Os debatedores apontaram desafios para o próximo governante. “Estamos enfrentando uma busca pela reconstrução do país”, resumiu a pesquisadora em Saúde Ana Lúcia de Moura Pontes, da Fundação Oswaldo Cruz (Fiocruz). “Precisamos de mudanças estruturais para o ano que vem, com novos governantes, assim esperamos”, reforçou o professor de Filosofia da Universidade de Brasília (UnB) Gersem Baniwa, que é indígena.
Educação indígena
Baniwa traçou um panorama sobre a situação da educação indígena. Embora existam muitos problemas e “vergonhas”, como definiu, existe um passado não tão distante de conquistas. Ele citou, por exemplo, um programa idealizado pelo governo do ex-presidente Luiz Inácio Lula da Silva (PT), que é o atual líder das pesquisas para reassumir o cargo em 2023. “Precisamos de implementação por lei dos Territórios Etnoeducacionais, que foi uma iniciativa da segunda gestão do Lula muito interessante. Isso, se implementado, ajudaria muito a superar problemas sérios do regime de contratação dos professores”, disse sobre o projeto de implementação de educação específica e direcionada às realidades distintas das etnias indígenas.

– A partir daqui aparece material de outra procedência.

PR #248, opened 2020-03-09
Arduino Pro Mini 35-pin Clone (3V3/8MHz)

UniquePete:
Arduino Pro Mini 35-pin Clone, 3.3V/8MHz variant


mMerlin:
That still has the referenceFile attribute in the module tag of the fzp files.

PR #258, opened 2020-08-23
Removed black bars, which should not be there (in PCB view)

majoge:


mMerlin:
I do not think there is a issue associated with this. I saw it only in [this forum post](https://forum.fritzing.org/t/pcb-view-ic-with-package-so-w-16/10625), which was structured in the form of an issue, and tagged as a bug. I think @hector2007 thought that was actually filing a but report.

majoge:
@KjellMorgenstern Afaik, there is no github issue for this PR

“O que os povos reivindicam é um sistema próprio, como no caminho da saúde. Um Sistema Nacional de Educação Escolar Indígena”, defendeu. A intenção é resolver um dos maiores problemas da educação indígena que é a continuidade. “Contratos temporários de professores, o que torna a educação descontínua e os professores vulneráveis, reféns dos gestores, que demitem todo mundo a cada nova eleição. Precisamos de uma educação escolar indígena do futuro”, observouBaniwa.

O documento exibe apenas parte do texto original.